If you want to practice something, explore vowel sounds.  You can speak them or sing them, noticing what you do to form them, seeing if you can do less to form them, finding their nuances and colors, changing quickly or slowly from one to another.  Otherwise, study your music.  Memorize it, speak the lyrics, analyze it structurally at whatever level you are able.  Sing phrases of it in the shower or around your home, and notice what is changing in your technique.  A few minutes a day of carefree vocalizing will do no harm.  Let it be fun.


  1. chaz says:

    This all sounds good. But some of my students sing A LOT–in the car, in a show, whatever–and it seems to me they are only reinforcing their old, incorrect habits through thoughtless repitition of them. I point out to them that they are learning what they practice, so if they practice the old ways more than the new ways, guess what's going to prevail? Your ideas student referred to above is going to work with great consciousness and make progress with listening only. Maybe I am too attached to my precious beliefs, but it seems that my students who make the most progress are the ones who sing along with their lessons. Is there room for argument here, in consideration of the type of person one is teaching?

  2. Michael Hanko says:

    Hi Chaz,

    My main rule of thumb is that there is always an exception to every rule of thumb. Of course, you want to treat each student as an individual and help them develop a practice scheme that works for them.

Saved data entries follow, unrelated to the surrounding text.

PR #181, opened 2018-04-24
add support for bsdtar

xsuchy:
Resolves: #169 

@praiskup @Conan-Kudo  what about this one?

### DIFF
--- a/mock/etc/mock/site-defaults.cfg
+++ b/mock/etc/mock/site-defaults.cfg
@@ -113,6 +113,10 @@ config_opts['bootstrap_module_install'] = []
 # config_opts['createrepo_on_rpms'] = False
 # config_opts['createrepo_command'] = '/usr/bin/createrepo_c -d -q -x *.src.rpm'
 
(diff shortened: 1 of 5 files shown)


praiskup:
If you both (mock maintainer and OP) prefer this approach, why not.  `s/__cmd/__tar_cmd/` (nit).  I'd prefer one config option less, and slightly more consistent behavior across installations (plus I tend to prefer GNU tar usually).

praiskup:
Oh, maybe combine it with #180; I mean `s/__cmd = "tar"/__cmd = "gtar"/`, and mock scm should be fixed too, there are other bsdtar incompatible options.

Conan-Kudo:
I like this approach, and I agree with @praiskup that it should be combined with the other one so that we consistently call `gtar` vs `bsdtar`.

xsuchy:
Updated.

Conan-Kudo:
I agree with @praiskup. Looks good, but we should account for scm plugin. If you don't want to support `bsdtar` there, then just make sure it always calls `gtar`.

PR #184, opened 2018-05-10
allow bind-mounts in bootstrap for local repos

wenningerk:
Don't know if there is a more elegant way to allow local repos ('file://') with container-builds.
Other way to address this would be a new plugin that automatically takes care of everything addressed via 'file://' but people can probably be quite inventive opening up a lot of corner-cases. So this probably covers the generic case for the first while giving people all possibilities.

### DIFF
--- a/mock/py/mockbuild/plugins/bind_mount.py
+++ b/mock/py/mockbuild/plugins/bind_mount.py
@@ -32,7 +32,8 @@ class BindMount(object):
         self.state = buildroot.state
         self.bind_opts = conf
         # Skip mounting user-specified mounts if we're in the boostrap chroot
-        if buildroot.is_bootstrap:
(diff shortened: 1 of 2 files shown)


xsuchy:
I do not think this is a good approach. I would love to see a solution where mock will parse the baseurl and if there is `file://` then it will bind_mount that directory (even to bootstrap).

wenningerk:
Well, as I had written in the first paragraph I would like to see that approach without any manual actions needed as well. But I still expect cases where this can't be picked up automatically so that this suggestion would probably still be needed. And till the automatic thing is here it could serve as some kind of possibility to cope with the situation.
Though I do see that pulling this or something similar would reduce the pain to a level where it might not be high enough to do the 'nice thing' anymore ;-)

    That said, I don't think it makes much sense for my students to sing along with their lessons tapes because of the way I teach, which is custom-designed for each particular moment. The exercises I devise are meant to address what is going on RIGHT THEN for the student and may not be the best choice even a few minutes later.

    It would be like putting on your galoshes and raincoat today because it rained on the day of your voice lesson. You would be responding in a way that would have been appropriate then, but not necessarily now.

    If I notice, for instance, that my student has an over-abundance of pushy chest register in her mid-range, I might switch to a breathy head-voice exercise to bring out the mitigating effects of the head voice and tone down the over-strong chest register. It would make no sense for her to repeat this sequence of exercises the next day if her register balance were working fine then.

    Eventually, your students (many of them, anyway) will develop their ears to the degree that they can self-diagnose what they need in each moment and create their own exercises to refine their register balance, resonance, etc. Until they reach that stage, their best bet when they are singing "unsupervised" is to sing their music as spontaneously — and, as you implied, consciously — as they can, trusting that what you are doing in their lessons is gradually improving their vocal coordination.

  3. Michael Hanko says:

    I just realized that for many people "spontaneously" and "consciously" will seem conflicting, if not almost opposites. One of my goals in teaching is to help my students use their consciousness to achieve a greater spontaneity.

    Actually, this is one of my life goals as well. I hope this is coming across in this blog.